* _WHAT TO WORK ON_
Give back exactly the lines of the entries below from the line with "millsp: Do we" to the line with "In this case, it", inclusive, and only those.

* _PROVIDED DATA_
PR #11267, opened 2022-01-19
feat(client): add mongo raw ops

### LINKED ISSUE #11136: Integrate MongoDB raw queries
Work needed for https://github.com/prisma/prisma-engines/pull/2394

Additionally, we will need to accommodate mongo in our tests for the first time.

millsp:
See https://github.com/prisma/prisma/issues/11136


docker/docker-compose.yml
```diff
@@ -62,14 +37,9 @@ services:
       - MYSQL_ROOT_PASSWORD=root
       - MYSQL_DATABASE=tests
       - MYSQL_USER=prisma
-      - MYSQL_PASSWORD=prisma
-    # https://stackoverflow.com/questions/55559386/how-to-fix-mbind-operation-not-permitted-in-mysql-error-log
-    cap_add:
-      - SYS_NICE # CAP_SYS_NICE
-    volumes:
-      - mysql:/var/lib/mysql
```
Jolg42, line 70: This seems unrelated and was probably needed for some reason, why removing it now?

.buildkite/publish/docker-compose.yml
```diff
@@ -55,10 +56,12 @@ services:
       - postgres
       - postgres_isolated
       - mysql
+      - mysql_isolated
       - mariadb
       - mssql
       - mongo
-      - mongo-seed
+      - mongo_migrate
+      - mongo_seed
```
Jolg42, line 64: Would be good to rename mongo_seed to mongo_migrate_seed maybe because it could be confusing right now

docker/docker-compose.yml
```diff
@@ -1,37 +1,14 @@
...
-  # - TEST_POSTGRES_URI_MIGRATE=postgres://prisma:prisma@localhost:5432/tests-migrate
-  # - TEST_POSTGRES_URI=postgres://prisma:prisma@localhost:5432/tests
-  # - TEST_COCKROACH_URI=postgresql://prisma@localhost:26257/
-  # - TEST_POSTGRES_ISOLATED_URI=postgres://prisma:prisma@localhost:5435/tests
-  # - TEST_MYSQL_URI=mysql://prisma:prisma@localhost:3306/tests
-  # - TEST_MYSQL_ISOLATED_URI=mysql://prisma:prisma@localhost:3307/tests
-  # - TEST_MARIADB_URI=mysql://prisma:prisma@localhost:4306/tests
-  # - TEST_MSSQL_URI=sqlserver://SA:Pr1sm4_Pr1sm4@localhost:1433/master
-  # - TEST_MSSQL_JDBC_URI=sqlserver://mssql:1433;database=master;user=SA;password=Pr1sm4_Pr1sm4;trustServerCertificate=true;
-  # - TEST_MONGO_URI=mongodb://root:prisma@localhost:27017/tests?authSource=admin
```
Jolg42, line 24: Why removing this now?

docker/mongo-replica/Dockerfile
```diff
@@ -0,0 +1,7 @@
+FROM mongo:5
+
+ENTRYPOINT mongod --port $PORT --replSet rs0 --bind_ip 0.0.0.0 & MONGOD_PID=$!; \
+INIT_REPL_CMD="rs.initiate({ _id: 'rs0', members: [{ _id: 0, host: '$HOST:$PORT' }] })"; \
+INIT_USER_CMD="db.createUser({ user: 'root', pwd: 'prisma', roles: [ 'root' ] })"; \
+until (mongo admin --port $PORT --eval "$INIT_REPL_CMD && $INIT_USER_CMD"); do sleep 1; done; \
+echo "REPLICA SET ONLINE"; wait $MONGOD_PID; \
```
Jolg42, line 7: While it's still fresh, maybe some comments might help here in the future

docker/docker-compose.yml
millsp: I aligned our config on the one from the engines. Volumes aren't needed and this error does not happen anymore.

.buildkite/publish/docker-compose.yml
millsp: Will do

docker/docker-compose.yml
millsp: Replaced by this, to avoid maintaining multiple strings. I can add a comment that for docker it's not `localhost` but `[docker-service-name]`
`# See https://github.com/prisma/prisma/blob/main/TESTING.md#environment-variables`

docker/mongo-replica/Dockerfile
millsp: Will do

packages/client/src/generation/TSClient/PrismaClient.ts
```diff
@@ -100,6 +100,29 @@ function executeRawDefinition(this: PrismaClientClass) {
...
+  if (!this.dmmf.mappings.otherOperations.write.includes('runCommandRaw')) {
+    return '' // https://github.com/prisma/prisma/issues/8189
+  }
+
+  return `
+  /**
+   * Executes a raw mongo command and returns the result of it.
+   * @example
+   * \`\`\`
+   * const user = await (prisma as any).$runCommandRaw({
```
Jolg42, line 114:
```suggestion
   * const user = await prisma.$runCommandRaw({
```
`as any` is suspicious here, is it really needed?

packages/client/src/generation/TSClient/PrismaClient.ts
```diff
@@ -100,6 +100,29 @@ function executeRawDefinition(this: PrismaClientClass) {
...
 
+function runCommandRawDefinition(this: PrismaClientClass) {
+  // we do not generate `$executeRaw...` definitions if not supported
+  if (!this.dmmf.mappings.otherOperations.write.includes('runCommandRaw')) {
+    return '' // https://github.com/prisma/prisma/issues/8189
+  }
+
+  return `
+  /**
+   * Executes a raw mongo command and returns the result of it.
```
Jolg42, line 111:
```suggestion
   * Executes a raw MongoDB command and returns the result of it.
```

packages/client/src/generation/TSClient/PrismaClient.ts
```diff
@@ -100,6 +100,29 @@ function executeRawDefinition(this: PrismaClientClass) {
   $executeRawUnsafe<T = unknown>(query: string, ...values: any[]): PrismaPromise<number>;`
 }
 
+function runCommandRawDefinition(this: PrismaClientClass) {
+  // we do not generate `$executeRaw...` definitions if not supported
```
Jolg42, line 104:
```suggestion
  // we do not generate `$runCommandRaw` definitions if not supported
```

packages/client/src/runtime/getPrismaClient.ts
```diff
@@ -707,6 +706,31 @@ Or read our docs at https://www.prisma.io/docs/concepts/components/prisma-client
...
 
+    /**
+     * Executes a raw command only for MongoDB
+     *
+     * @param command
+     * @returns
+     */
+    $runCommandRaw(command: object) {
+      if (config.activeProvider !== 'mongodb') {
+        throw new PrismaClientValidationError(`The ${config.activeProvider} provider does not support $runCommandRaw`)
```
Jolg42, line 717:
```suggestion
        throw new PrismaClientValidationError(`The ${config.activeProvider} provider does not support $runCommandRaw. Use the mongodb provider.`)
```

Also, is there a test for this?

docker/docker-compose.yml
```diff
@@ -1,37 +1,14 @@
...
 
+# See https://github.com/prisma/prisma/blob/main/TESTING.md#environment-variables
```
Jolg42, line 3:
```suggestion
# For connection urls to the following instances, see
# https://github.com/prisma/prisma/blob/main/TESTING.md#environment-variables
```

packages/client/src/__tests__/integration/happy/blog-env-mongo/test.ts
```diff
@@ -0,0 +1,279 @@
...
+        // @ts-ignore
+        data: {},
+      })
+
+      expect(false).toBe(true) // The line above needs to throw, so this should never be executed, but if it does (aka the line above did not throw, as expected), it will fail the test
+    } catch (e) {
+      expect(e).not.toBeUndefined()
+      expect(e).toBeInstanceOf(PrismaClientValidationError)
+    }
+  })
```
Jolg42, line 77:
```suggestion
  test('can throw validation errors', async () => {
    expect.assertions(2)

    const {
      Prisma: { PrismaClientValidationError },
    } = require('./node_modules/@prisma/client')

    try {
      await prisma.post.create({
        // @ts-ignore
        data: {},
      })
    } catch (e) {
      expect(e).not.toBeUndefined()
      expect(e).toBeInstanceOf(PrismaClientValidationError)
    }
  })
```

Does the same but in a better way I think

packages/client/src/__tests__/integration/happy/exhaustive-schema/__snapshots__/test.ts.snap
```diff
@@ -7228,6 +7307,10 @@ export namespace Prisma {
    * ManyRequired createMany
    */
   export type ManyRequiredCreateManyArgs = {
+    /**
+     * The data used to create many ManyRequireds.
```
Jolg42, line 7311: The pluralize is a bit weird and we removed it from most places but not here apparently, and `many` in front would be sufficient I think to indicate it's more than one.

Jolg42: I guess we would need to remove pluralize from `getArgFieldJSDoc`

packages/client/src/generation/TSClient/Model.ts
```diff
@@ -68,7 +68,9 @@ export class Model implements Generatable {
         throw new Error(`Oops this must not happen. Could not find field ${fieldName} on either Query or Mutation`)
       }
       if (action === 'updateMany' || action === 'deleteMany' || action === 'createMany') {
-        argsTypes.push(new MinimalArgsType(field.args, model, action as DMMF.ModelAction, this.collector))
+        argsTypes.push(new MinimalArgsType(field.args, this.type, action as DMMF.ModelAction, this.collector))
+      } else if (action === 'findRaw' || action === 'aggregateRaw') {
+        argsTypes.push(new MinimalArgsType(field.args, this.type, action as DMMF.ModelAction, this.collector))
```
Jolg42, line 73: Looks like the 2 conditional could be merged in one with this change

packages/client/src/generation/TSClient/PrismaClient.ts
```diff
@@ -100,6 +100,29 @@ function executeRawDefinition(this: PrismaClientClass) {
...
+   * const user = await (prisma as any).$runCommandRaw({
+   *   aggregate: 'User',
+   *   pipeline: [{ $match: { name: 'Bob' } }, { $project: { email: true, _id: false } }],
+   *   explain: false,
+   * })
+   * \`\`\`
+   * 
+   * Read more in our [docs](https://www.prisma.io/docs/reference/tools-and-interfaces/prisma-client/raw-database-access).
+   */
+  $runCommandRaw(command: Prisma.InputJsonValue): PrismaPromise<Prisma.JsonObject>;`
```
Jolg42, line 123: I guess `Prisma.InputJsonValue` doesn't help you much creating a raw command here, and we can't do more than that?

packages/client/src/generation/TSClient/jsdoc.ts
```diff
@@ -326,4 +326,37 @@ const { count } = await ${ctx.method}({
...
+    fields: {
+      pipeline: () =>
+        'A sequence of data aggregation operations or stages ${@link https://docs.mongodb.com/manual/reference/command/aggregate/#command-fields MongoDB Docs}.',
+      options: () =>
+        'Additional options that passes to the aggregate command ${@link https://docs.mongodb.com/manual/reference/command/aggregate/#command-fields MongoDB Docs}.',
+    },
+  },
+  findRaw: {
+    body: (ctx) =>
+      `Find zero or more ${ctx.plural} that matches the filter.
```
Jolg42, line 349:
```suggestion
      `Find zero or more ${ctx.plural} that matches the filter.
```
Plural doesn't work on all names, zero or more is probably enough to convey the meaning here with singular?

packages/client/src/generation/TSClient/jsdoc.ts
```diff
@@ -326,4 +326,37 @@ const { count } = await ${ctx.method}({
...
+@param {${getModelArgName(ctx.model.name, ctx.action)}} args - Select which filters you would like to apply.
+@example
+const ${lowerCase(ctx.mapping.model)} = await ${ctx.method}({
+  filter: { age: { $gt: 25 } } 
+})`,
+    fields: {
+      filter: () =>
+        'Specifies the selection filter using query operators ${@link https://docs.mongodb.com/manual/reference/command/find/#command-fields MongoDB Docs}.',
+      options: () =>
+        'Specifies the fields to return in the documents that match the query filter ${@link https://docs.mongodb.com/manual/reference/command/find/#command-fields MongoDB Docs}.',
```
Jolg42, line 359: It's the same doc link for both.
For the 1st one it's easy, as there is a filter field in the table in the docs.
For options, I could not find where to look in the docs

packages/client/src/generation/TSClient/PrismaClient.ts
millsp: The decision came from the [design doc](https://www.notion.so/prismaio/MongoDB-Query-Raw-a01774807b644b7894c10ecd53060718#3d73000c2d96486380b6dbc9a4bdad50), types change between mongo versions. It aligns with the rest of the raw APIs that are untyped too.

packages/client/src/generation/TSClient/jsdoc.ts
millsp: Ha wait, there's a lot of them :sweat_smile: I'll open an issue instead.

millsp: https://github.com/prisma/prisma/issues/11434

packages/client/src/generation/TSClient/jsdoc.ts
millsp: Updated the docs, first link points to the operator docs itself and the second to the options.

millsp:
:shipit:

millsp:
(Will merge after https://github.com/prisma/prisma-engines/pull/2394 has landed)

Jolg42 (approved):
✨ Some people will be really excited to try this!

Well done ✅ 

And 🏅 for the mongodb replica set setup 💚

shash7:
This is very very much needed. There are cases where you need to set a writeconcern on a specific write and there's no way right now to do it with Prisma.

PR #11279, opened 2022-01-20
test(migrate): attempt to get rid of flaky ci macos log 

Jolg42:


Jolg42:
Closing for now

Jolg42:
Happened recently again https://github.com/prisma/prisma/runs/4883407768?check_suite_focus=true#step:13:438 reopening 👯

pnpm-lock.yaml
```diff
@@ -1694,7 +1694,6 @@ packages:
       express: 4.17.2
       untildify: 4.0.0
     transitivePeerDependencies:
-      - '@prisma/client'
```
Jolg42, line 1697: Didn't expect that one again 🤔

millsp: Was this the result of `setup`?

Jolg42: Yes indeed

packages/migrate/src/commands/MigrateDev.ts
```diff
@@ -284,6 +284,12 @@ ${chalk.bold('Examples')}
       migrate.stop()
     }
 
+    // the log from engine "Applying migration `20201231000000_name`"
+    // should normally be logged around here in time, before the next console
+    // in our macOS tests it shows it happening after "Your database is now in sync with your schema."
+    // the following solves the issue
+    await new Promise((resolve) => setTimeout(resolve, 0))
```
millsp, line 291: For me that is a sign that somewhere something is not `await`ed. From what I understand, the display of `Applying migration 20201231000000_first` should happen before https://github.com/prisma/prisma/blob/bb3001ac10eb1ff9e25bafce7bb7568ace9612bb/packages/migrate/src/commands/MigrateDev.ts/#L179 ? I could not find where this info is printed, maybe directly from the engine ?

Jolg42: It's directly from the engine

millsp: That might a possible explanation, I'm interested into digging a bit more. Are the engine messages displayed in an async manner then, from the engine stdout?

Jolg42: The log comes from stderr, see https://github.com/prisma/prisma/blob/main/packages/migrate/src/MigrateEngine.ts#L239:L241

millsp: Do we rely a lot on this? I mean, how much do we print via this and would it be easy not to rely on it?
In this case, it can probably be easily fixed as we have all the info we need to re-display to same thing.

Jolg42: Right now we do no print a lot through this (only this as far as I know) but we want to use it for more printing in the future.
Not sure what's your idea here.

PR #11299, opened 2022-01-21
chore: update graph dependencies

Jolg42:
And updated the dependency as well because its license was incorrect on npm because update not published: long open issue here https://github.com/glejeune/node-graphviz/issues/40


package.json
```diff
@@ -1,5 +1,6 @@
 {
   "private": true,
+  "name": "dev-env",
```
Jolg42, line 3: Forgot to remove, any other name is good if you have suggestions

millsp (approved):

* _EXERCISE OUTPUT_
millsp: Do we rely a lot on this? I mean, how much do we print via this and would it be easy not to rely on it?
In this case, it can probably be easily fixed as we have all the info we need to re-display to same thing.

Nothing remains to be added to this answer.